DNS queries and responses have historically been sent as plaintext, potentially compromising the privacy of internet users – including visitors to encrypted HTTPS websites. DoH prevents potential attackers and/or government authorities from reading users’ DNS queries, and also buries DNS traffic on port
443 (the standard HTTPS port), where it is difficult to distinguish from other encrypted traffic.
DoH in Chrome and Firefox
- The Chromium Blog announced on September 10, 2019 that Chrome 78 will include an experiment that will use DoH if the user’s existing DNS provider is on a list of selected DoH-compatible providers included with the browser.

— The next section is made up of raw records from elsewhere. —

PR #1107, opened 2020-11-21
Berry shop rebalance

HLXII:
- Decrease item cost multiplier by berry exp.
 - Lower shovel cost from 400 to 300 Farm Points

### DIFF
--- a/src/scripts/Player.ts
+++ b/src/scripts/Player.ts
@@ -160,10 +160,10 @@ class Player {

If the user’s provider is not on the list, the browser will fall back to the plain-text DNS protocol.
- Mozilla announced on September 6, 2019 that they will be rolling out DoH as a default setting for its Firefox browser in the USA “starting in late September.” Mozilla’s plan has been criticized because, unlike Google’s implementation, Firefox will use Cloudflare’s DoH servers by default (although the user may manually specify another provider).
What About DNS over TLS?
DNS over TLS (DoT), published by the IETF in RFCs 7858 and 8310, is similar to DoH in that it encrypts DNS queries and responses; however, DoT operates over port
853 (as opposed to DoH’s port
443). In support of DoT over DoH, some network security experts argue that using a distinct port for DNS requests is essential for effective traffic inspection and control.